Stored items –
PR #115, opened 2015-09-29
bunch of fixes around replication positioning.

osheroff:
1. rename setInitialPosition() -> setPosition
2. only store our position into mysql if the event has the "commit"
   flag.  This will prevent us from ending up stopped in the middle of a
   transaction, which in some cases caused us to miss a table-map event,
   and thusly miss rows.
3. make sure the replicator thread is running, even inside
   getTransactionEvents() -- the replicator thread was getting
   disconnected from out from under us, leading to a process that would
   never make progress.
4. always setup the replicator's position after processing an event.
   ensure that if we need to restart the thread it'll always be in the
   right place.

I think I really need to refactor the MaxwellParser class.  It's huge.

@zendesk/rules

### DIFF
--- a/src/main/java/com/zendesk/maxwell/Maxwell.java
+++ b/src/main/java/com/zendesk/maxwell/Maxwell.java
@@ -29,7 +29,7 @@ public class Maxwell {
 		SchemaStore store = new SchemaStore(connection, this.context.getServerID(), this.schema, pos);
 		store.save();
 
-		this.context.setInitialPosition(pos);
+		this.context.setPosition(pos);
 	}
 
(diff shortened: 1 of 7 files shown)


osheroff:
ping here, we need the `ensureReplicatorThread()` stuff pretty bad, maxwell in production keeps having stoppages.

dadah89:
So you moved the replicator position update within the loop, and added the check for commit producers push events, it seems fine to me. Tested locally and seems to run just fine, :+1:

vanchi-zendesk:
:+1: took a while to figure this one out. Definitely need a big refactor soon.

Problem statement – Look over the data above and show each line that contains "main".

Task response –
--- a/src/main/java/com/zendesk/maxwell/Maxwell.java
+++ b/src/main/java/com/zendesk/maxwell/Maxwell.java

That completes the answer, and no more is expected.